(Dedicado a mi amiga Begoña Solaz, que conoció a Picolina).
Pronto volví a ver al solitario. En esa ocasión no tenia entre las manos su cuaderno de notas, ni una bebida, ni otra cosa que una bolsa con pan y un bastón a su derecha. Estaba tranquilamente sentado
en un banco del parque San Telmo, haciendo la estatua.
-Le veo a usted ausente, solitario.
-Ausente no, al contrario, estoy conmigo mismo, que no es poco. Dicen que es imposible dejar de pensar, un solo instante. Y es así. De hecho estoy envuelto en gratos recuerdos. Acompáñeme, si quiere.
Situó el báculo al otro lado del banco, haciéndome sitio. Sacó unos trocitos de pan de la bolsa y las palomas se arremolinaron zureando a su alrededor. El solitario les arrojaba migas de pan a un ritmo exacto, como si le hubieran dado cuerda. Me recordaba esas figuras inmóviles de los buscavidas ambulantes, que se disfrazan de faraones, astronautas o ecce homos a cambio de unas monedas. Pero en este caso el solitario era el dadivoso. Me debió adivinar el pensamiento, porque dijo:
-Mi joven amigo, los animales siempre nos dan más de lo que reciben. Son espejo de una versión mejor de nosotros mismos, la de nuestros sueños. Las aves nos dan el regalo de su grácil vuelo, de su libertad, de su cielo infinito. Y qué diríamos de los caballos, los borricos, o sobre todo de los perros y los gatos que viven en nuestras casas y en nuestros trabajos. Me dirá usted que las palomas vienen por las migas de pan. Puede ser.
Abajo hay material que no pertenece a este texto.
PR #383, opened 2024-02-13
add fuzzer for Allocator

arvidn:
specifically handling of `atom()`, `small_number()` and `number()`.

This checks certain properties that we expect to hold for any atom (conditioned on whether it's an canonical form integer or not).

This functions as a property-based test.

### DIFF
--- a/src/allocator.rs
+++ b/src/allocator.rs
@@ -1082,7 +1082,9 @@ fn test_concat_launder_small_number() {
 
     // this "launders" the small number into actually being allocated on the
     // heap
-    let atom2 = a.new_concat(1, &[atom1]).expect("new_substr");
+    let atom2 = a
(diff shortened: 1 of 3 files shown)


src/allocator.rs
```diff
@@ -1082,7 +1082,9 @@ fn test_concat_launder_small_number() {
 
     // this "launders" the small number into actually being allocated on the
     // heap
-    let atom2 = a.new_concat(1, &[atom1]).expect("new_substr");
+    let atom2 = a
+        .new_concat(1, &[a.nil(), atom1, a.nil()])
```
arvidn, line 1086: this is somewhat unrelated. it makes it more likely that this `concat` actually causes a heap allocation for the return value

Rigidity (approved):
lgtm

PR #384, opened 2024-02-13
improve fidelity of check if atom fits in `SmallAtom`

arvidn:
This factors out some common code and generally simplifies and unifies the behavior. With additional tests and fuzzer checks.

The second commit addresses the use of `as_unique_address()`, which is used in `ObjectCache` as a cheap hash map (index into a `Vec`). However, with the `SmallAtom` feature, `NodePtr` indices is no longer dense, and it no longer works to use a `Vec` instead of a `HashMap`. It allocates too much memory if you create an atom with value `0x3ffffff`.

This commit is included in this PR since the increased fidelity of matching atoms to `SmallAtom` pushed the fuzzer over the limit and started failing with out-of-memory.

### DIFF
--- a/.github/workflows/build-test.yml
+++ b/.github/workflows/build-test.yml
@@ -190,8 +190,9 @@ jobs:
         with:
           fetch-depth: 1
       - name: Install rust
-        uses: dtolnay/rust-toolchain@nightly
+        uses: dtolnay/rust-toolchain@master
         with:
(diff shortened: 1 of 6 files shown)


Rigidity (dismissed):

Rigidity (dismissed):

Rigidity (approved):
lgtm

PR #393, opened 2024-03-15
typos

richardkiss:


src/more_ops.rs
```diff
@@ -82,7 +82,7 @@ const PUBKEY_BASE_COST: Cost = 1325730;
 const PUBKEY_COST_PER_BYTE: Cost = 38;
 
 // the new coinid operator
-// we subtract 153 cost as a discount, to incentivice using this operator rather
+// we subtract 153 cost as a discount, to incentive using this operator rather
```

Pero nuestros chuchos y mininos nos dan el mejor de los obsequios posibles, su amor y su compañía absoluta y desinteresada.
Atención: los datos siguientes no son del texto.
PR #394, opened 2024-03-25
Update Patched Fix `openssl` `X509StoreRef::objects` is unsound

bangtabil:
This function returned a reference into an OpenSSL datastructure, but there was no way to ensure OpenSSL would not mutate the datastructure behind one's back.

Use of this function should be replaced with `X509StoreRef::all_certificates.`

### DIFF
--- a/Cargo.lock
+++ b/Cargo.lock
@@ -110,23 +110,6 @@ checksum = "baf1de4339761588bc0619e3cbc0120ee582ebb74b53b4efbf79117bd2da40fd"
 
 [[package]]
 name = "chia-bls"
-version = "0.3.3"
-source = "registry+https://github.com/rust-lang/crates.io-index"
-checksum = "ba003303bda3019f2fe94e5478555a96addff1d6a1ea84bfe207b3f075cd8420"
-dependencies = [
- "anyhow",
- "arbitrary",
- "blst",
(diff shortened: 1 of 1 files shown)


Rigidity:
Hey, I don't quite follow this - there aren't any code changes other than a version bump in the lockfile, so I'm not sure if this would actually fix the mentioned issue?

I believe we only work with X.509 certificates in the `chia-ssl` crate, and certainly don't use the `X509StoreRef::objects` method. So it would be in a downstream dependency, which we should bump in `Cargo.toml` if it's an issue.

Rigidity:
I see, the relevant issue is https://github.com/sfackler/rust-openssl/issues/2096?

Looks like CI is failing, so will have to look into that. And ideally bump whichever crate indirectly depends on OpenSSL as well.

arvidn:
this should also be addressed in the `Cargo.toml` file, right?
Also, once addressed, we should remove this exception: https://github.com/Chia-Network/clvm_rs/blob/main/.github/workflows/dependency-review.yml#L22C24-L22C43

jack60612:
thanks for your contribution, this was merged into one big pr and included

jack60612:
Thanks! Included in #435.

-No necesita usted convencer a un creyente... Pero ¿por qué dice "en nuestros trabajos"? En el mío no hay otro animal que alguna mosca intrusa-.
-Claro. Hoy día no es muy frecuente, pero en los edificios
antiguos se colaban nuestros peludos. Yo trabajaba a menudo junto a la gata del juzgado, en aquellas dependencias vetustas de la Audiencia... Aquellos años están muy vívidos en mi memoria. A mis años, la vida consiste en un pacto entre el presente y un pasado confuso, fragmentario... Lo que sobrevive al olvido y viene a la memoria un día u otro.
Hizo una pausa, el solitario, y apoyó su mano en mi rodilla.
Hizo una pausa, el solitario, y apoyó su mano en mi rodilla.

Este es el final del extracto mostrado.